To print the images we again turned to Inkscape because our postscript printer drivers did not know what to do with the SVG images. Inkscape has a handful of command line only options. The one we used to print is the -p option. This combined with the “lpr” command allowed us to print our images without any user interaction. Example 6 shows how we did the same transform we did in Example 5. It also shows how we called Inkscape to print our claim images.
from Ft.Xml.Xslt import Processor
from Ft.Xml import InputSource
from Ft.Xml.Domlette import NonvalidatingReader
// load the claim data XML
// claim is the database result from example 4
doc = NonvalidatingReader.parseString(claim, "http://spam.com/doc.xml")
// load and process the XSLT
xsl = InputSource.DefaultFactory.fromUri("file://svg_xslt.xsl")
processor = Processor.Processor()
processor.appendStylesheet(xsl)
// do the transformation
result = processor.runNode(doc, "http://spam.com/doc.xml")
// write the SVG to a file
f = open("/tmp/"+ claim +".svg", "w")
f.write(result)
f.close()
// print the image on the default printer
os.system("inkscape /tmp/"+ claim +".svg -p '| lpr")
Earlier I mentioned we often have multiple pages per claims. When printing this was not an issue, we would just send each page to the printer as a seperate job. When it came to archiving we had to do something different. Like the web interface we had to group the pages, this time into a file not a web browser. When archiving we had store the files in PDF format because that is what our clients wanted. To get the images into a PDF and combine the multiple page claims we used Inkscape and Ghostscript.
Like printing, Inkscape has an option to export a file into postscript format. Instead of using “-p” we use “-P” and pass Inkscape the desired output file name. After all of the pages of a claim have been written to files we use the following Ghostscript command to put the pages into a single PDF and archive them.
gs -dBATCH -dNOPAUSE -q -sDEVICE=pdfwrite -sOutputFile=out.pdf /tmp/foo1.ps /tmp/foo2.ps
Maintaining the Forms
Shortly after we finished the project we were faced with making two rounds of changes to the layout of the form. The first round of changes were changes to the positioning of text objects. The second round was far more extensive, we had to draw a series of new boxes on the form to accommodate a new identification system. Since we could not open the modified SVG in Inkscape we had to make our changes to the original SVG and then manually apply them to the XSLT version.

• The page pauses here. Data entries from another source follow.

PR #1343, opened 2026-09-17
Document optional local Orukeet CPU transcription

Nathan-Roll1:
Documents optional local Orukeet CPU transcription on the existing community-maintained Oruk page. The hosted provider section stays intact. The new section uses an exact public source commit, since the local extra is not in the published release candidate, and explains final-only output, VAD setup, offline caching and the weight license. Companion implementation: https://github.com/Oruk-AI/pipecat-oruk/pull/1.

The adapter downloads pinned model files and required configuration from Hugging Face, verifies SHA-256, and uses normal model-download accounting through `config.json`. Cached inference makes no HTTP requests and sends no audio.

Checks: Mintlify reports no broken links (anchors and redirects enabled), metadata lint has zero errors, and the changed MDX passes Prettier. Generated `llms.txt` and `llms-full.txt` are refreshed. Adapter validation includes 84 passing tests and green Linux Python 3.11–3.14/macOS/Windows checks, plus real English/German/Spanish/French repeats, silence, offline cold reload and two Silero/PipelineWorker utterances on macOS arm64/Pipecat 1.8.1/ONNX Runtime 1.24.4.

The [published NeMo evaluation](https://huggingface.co/oruk/orukeet#evaluation) reports 9.85% versus 11.01% pooled FLEURS WER across 20,146 recordings/25 languages. That source-model result motivates this optional backend; the runtime checks validate the integration separately, without a speed or accuracy comparison. This PR only adds the local-service documentation and matching generated text.


markbackman (approved):
🙌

At first we thought making the changes would be hard and tedious but as it turned out the process was simple. For the first round we simply made the changes in the master using Inkscape careful to keep a note of the objects we changed. Then using a text editor we replaced the old portions of XML with the new ones in the XSLT. Since the second batch of changes were additions only we decided to just make another layer in the master and add the boxes. When we finished we simply copied the layer into the XSLT using a text editor.
Conclusion
From start to finish our project took a little over a month to design, build, test and publish. Our solution has made all of applications more agile and effective. We have also saved Terabytes worth of storage space on our servers as well.